Issue #50, opened 2018-04-18
Add functions for reading from FILE *


ignatenkobrain:
Using path to file is fine, but not when you are dealing with something complex.

PR #51, opened 2018-04-18
Add support for reading YAML from FILE *

sgallagher:
Fixes: https://github.com/fedora-modularity/libmodulemd/issues/50

### DIFF
--- a/modulemd/modulemd-defaults.c
+++ b/modulemd/modulemd-defaults.c
@@ -525,6 +525,58 @@ modulemd_defaults_new_from_string (const gchar *yaml_string, GError **error)
 
 
 /**
+ * modulemd_defaults_new_from_stream:
+ * @stream: A YAML stream containing the module metadata and other related
+ * information such as default streams.
+ * @error: (out): A #GError containing additional information if this function
+ * fails.
+ *
+ * Constructs a new #ModulemdDefaults object from the first valid
+ * modulemd-defaults document in the given module stream. This will ignore any
+ * documents of other types, malformed documents and defaults that appear later
+ * in the stream.
+ *
+ * Returns: A #ModulemdDefaults object constructed the first valid
+ * modulemd-defaults document in the given module stream. This must be freed
+ * with g_object_unref() when no longer needed.
+ *
+ * Since: 1.4
+ */
+ModulemdDefaults *
+modulemd_defaults_new_from_stream (FILE *stream, GError **error)
+{
+  GObject *object = NULL;
+  g_autoptr (GPtrArray) data = NULL;
+  ModulemdDefaults *defaults = NULL;
+
+  if (!parse_yaml_stream (stream, &data, error))
+    {
+      return NULL;
+    }
+
+  for (gsize i = 0; i < data->len; i++)
+    {
+      object = g_ptr_array_index (data, i);
+      if (MODULEMD_IS_DEFAULTS (object))
+        {
+          defaults = MODULEMD_DEFAULTS (g_object_ref (object));
+          break;
+        }
+    }
+
+  if (!defaults)
+    {
+      g_set_error (error,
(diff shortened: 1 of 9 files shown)


modulemd/modulemd-defaults.c
```diff
@@ -524,6 +524,60 @@ modulemd_defaults_new_from_string (const gchar *yaml_string, GError **error)
...
+  GObject *object = NULL;
+  GPtrArray *data = NULL;
+  ModulemdDefaults *defaults = NULL;
+
+  if (!parse_yaml_stream (stream, &data, error))
+    {
+      return NULL;
+    }
+
+  for (gsize i = 0; i < data->len; i++)
```
ignatenkobrain: shouldn't it be `guint`? https://developer.gnome.org/glib/stable/glib-Pointer-Arrays.html#GPtrArray

modulemd/modulemd-defaults.c
```diff
@@ -524,6 +524,60 @@ modulemd_defaults_new_from_string (const gchar *yaml_string, GError **error)
...
+    {
+      object = g_ptr_array_index (data, i);
+      if (MODULEMD_IS_DEFAULTS (object))
+        {
+          defaults = MODULEMD_DEFAULTS (g_object_ref (object));
```
ignatenkobrain: I don't think you need `MODULEMD_DEFAULTS` cast here... but not sure.

modulemd/modulemd-defaults.c
```diff
@@ -524,6 +524,60 @@ modulemd_defaults_new_from_string (const gchar *yaml_string, GError **error)
...
+ * modulemd-defaults document in the given module stream. This must be freed
+ * with g_object_unref() when no longer needed.
+ *
+ * Since: 1.4
+ */
+ModulemdDefaults *
+modulemd_defaults_new_from_stream (FILE *stream, GError **error)
+{
+  GObject *object = NULL;
+  GPtrArray *data = NULL;
```
ignatenkobrain: `g_autoptr()`?

modulemd/modulemd-module.c
```diff
@@ -3625,6 +3625,53 @@ modulemd_module_new_all_from_string_ext (const gchar *yaml_string,
...
+ * Return value: a new #ModulemdModule. When no longer needed, free it with
+ * g_object_unref().
+ *
+ * Since: 1.4
+ */
+ModulemdModule *
+modulemd_module_new_from_stream (FILE *stream)
+{
+  GError *error = NULL;
+  ModulemdModule *module = NULL;
```
ignatenkobrain: `g_autoptr`?

modulemd/modulemd-defaults.c
sgallagher: It's irrelevant, really. gsize is essentially size_t which is pretty much designed for this purpose. It's also signed and always going to be at least as large as guint.

modulemd/modulemd-defaults.c
sgallagher: I do, the compiler warns about it.

modulemd/modulemd-defaults.c
sgallagher: Ah, I basically just copied this from the `modulemd_defaults_new_from_file()` routine. But you're right; I've been using `g_autoptr()` for all newly-written code; best not to break with that here. I will fix it up.

modulemd/modulemd-module.c
sgallagher: Same as above.

sgallagher:
I've updated this PR addressing the issues @ignatenkobrain saw, as well as the following:
* Fixed a couple error messages that were copied from the `_file()` versions to say "stream"
* Added a proper error return, even for functions whose file or string versions don't have it. That was a poor design that we're stuck with until 2.0, but there's no reason to keep it for new functions.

# # # # #

Task goal:
Could you print, word for word, the line containing "sgallagher: Same as above." and every line after it through the end of the records, and nothing else?

Answer space:
sgallagher: Same as above.

sgallagher:
I've updated this PR addressing the issues @ignatenkobrain saw, as well as the following:
* Fixed a couple error messages that were copied from the `_file()` versions to say "stream"
* Added a proper error return, even for functions whose file or string versions don't have it. That was a poor design that we're stuck with until 2.0, but there's no reason to keep it for new functions.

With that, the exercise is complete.